How about Xena, for the little tough, but gorgeous, warrier kitten who survived?


----------



## Sinatra-Butters (Aug 9, 2010)

I think it is great you are saving her life!! I think you should name her Gremlin! She is sooooo cute.


----------



## teasha (Aug 15, 2010)

She is a doll! Are you sure it's a girl? How about... Tink?


----------



## Susan (Mar 29, 2010)

She's beautiful. What about Bella? It seems to go well with Dolce.


----------



## Jess041 (Jul 6, 2009)

Totally getting this from your username, but what about Birdie? Cookie, Buffy, Misty... It's so hard for me to come up with names that are non-human because I'm the opposite, I like people names! Regardless of what you decide to name her, she's totally adorable!
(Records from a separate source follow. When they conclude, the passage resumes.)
PR #454, opened 2016-10-31
GROOVY-7976: Sort methods that accept a comparator should accept Comp…

paulk-asert:
…arator<? super T>

### DIFF
--- a/src/main/org/codehaus/groovy/runtime/DefaultGroovyMethods.java
+++ b/src/main/org/codehaus/groovy/runtime/DefaultGroovyMethods.java
@@ -8300,7 +8300,7 @@ public class DefaultGroovyMethods extends DefaultGroovyMethodsSupport {
      * @return the sorted map
      * @since 1.7.2
      */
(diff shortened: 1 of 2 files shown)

p.s. She looks like my aunt's cat Milo, who is a girl.


----------



## Leazie (Apr 14, 2007)

She is break your heart adorable!


----------



## lady croft (Oct 11, 2010)

What a lucky kitty. I think the name *Willow* is suitable as you have suggested:smile:


----------



## Macky (May 26, 2008)

Good for you to rescue this baby! If you can save at least one kitty out of all the abandoned, kudos to you! She's beautiful. I like the name Bella as Susan suggested. I just rescued a 7 week old kitten. Found him under a dumpster at work. (he's in my avatar)


----------



## kittywitty (Jun 19, 2010)

How about Bella Rose?


----------



## Time Bandit (Aug 17, 2010)

Aww, she's beautiful! Thanks for taking care of the little darling.  I love Marie's suggestion of Xena (what a great show and a tough woman to boot!). I'll suggest Gabrielle (Sticking with the Xena theme...Gabby for short?), Olivia (another tough female from Fringe), or Amalthea (from the Last Unicorn).


----------



## jusjim (Jun 30, 2009)

How about Lucky, or perhaps Goldie (as in valuable).
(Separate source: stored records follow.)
PR #455, opened 2016-11-02
GROOVY-7797 Private trait method called from within a closure has the wrong "this" context

blindpirate:
Use helper class as method receiver instead of wrong "this" when private trait method in a closure is called.


blackdrag:
First of all I advice doing much smaller pull requests and split a bug change and a refactoring into separate ones. This will very much help to reduce the time needed till somebody does a review. 

But besides that +1

blindpirate:
@blackdrag Yes, you're right.

paulk-asert:
Proposed PR merged with a few minor tweaks - other minor changes caused the merge to fail. Our bad for taking so long I guess. But all good now. Thanks!

PR #457, opened 2016-11-05
If a converter is found, further process the result

jameskleeh:


jameskleeh:
Should this line be using the generator instead?
 https://github.com/apache/groovy/blob/master/subprojects/groovy-json/src/main/java/groovy/json/StreamingJsonBuilder.java#L731

jwagenleitner:
Yes I think that method was added fairly recently and was missed, the generator should replace all calls to `JsonOutput.toJson`.

jwagenleitner:
Would like to know what you think about removing the `Object convert(Object)` method and just leave the `Object convert(Object,String)` method on the Converter, doesn't seem like both are needed as long as it documented that the key may be null.

jameskleeh:
@jwagenleitner Makes sense to me

jwagenleitner:
PR merged, thanks!

PR #458, opened 2016-11-07
Fix test case and documentation

kno10:
`Foo.i` is a field; only `Foo.i.class` could be `int.class`


paulk-asert:
PR merged, thanks!

PR #459, opened 2016-11-10
GROOVY-7994: Anonymous inner class believes protected method in paren…

paulk-asert:
…t's superclass returns Object


jwagenleitner:
+1

PR #1238, opened 2020-05-01
GROOVY-9529: bump Object in distance calculation to match interface DGM

eric-milles:
https://issues.apache.org/jira/browse/GROOVY-9529


danielsun1106:
LGTM

danielsun1106:
Merged. Thanks!

PR #1239, opened 2020-05-06
GROOVY-9543: Groovydoc generics improvements

vmj:
Fixes the issues listed in https://issues.apache.org/jira/browse/GROOVY-9543

Please, see the commit messages for details.  But I will raise one quote from 724a4da:

> NOTE: This changes how groovydoc generates anchors for Java code.
> groovydoc is using raw types for Groovy code (same as javadoc), but
> types with type parameters for Java code.  With this change, the docs
> for Java code will use raw types, too.

I.e. whereas groovydoc used to generate anchors like `<a name="compare(Class<A>, Class<B>)">` for Java methods, it will now generate `<a name="compare(Class, Class)">`.  Which is what it did for Groovy methods all along, and what javadoc does, too.   If anyone anywhere in the Internet has linked to such Java method docs, the fragment part of those links will be broken.


danielsun1106:
+1

danielsun1106:
Merged. Thanks!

Definitely worth saving. What a beauty.


----------



## Olivers-Slave (Jul 25, 2010)

could try Fofa, fluffy or soft in portuguese.

Or Neko cat in japanese


----------



## meeshmeesh (Oct 18, 2010)

I really love Willow. I think it suits her. Of course, you can't go wrong with Chloe either! (that is one of my cat's names)


----------



## ShellyBird (Aug 11, 2010)

Jeanie said:


> I don't understand why you think we would tell you you're doing the wrong thing. :?: I'm glad you're helping her.
> 
> I try to name my cats according to their temperament. Perhaps the fact that she is a rescue might help you to choose a name.


_I am sorry that I was rude, it is just that I asked this question on another forum, and got my head chewed off by multiple people. Stating that I was ruining it, and that you should NEVER remove a kitten from it's mother until 8 weeks minimum, etc.. and I just didn't want that anymore._



marie73 said:


> How about Xena, for the little tough, but gorgeous, warrier kitten who survived?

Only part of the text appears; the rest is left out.